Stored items
########
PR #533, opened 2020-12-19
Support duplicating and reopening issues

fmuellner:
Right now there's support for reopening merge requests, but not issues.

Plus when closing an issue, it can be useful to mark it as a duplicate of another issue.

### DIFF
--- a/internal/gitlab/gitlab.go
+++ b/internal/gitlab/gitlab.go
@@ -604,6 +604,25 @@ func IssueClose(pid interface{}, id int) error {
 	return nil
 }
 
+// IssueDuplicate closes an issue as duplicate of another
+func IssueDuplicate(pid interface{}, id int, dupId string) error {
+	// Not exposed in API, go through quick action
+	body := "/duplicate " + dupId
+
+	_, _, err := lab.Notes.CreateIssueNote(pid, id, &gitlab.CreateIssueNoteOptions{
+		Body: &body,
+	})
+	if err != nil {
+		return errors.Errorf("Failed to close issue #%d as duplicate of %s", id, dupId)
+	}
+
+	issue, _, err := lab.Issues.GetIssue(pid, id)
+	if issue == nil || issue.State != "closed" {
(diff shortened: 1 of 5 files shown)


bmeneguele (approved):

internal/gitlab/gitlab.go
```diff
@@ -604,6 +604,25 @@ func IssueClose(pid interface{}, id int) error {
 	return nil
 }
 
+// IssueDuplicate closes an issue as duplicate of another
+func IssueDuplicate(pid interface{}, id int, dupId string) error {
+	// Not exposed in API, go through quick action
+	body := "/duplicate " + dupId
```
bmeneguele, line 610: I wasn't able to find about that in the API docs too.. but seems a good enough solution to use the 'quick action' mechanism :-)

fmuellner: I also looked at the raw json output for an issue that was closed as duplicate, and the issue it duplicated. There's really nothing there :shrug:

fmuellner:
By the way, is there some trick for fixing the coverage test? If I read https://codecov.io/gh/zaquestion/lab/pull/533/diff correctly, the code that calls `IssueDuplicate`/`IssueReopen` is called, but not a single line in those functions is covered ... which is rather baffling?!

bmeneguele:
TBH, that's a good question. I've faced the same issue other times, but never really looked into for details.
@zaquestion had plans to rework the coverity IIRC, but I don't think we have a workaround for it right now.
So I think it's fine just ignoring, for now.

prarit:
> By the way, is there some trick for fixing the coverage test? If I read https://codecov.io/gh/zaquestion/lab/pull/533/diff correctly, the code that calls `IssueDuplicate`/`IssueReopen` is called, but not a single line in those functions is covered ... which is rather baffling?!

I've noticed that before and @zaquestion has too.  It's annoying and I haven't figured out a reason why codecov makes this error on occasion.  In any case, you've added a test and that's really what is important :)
########
What this task involves
Lines containing the word "reopening": how many are there in the data above? Reply with only that number.

Your response
2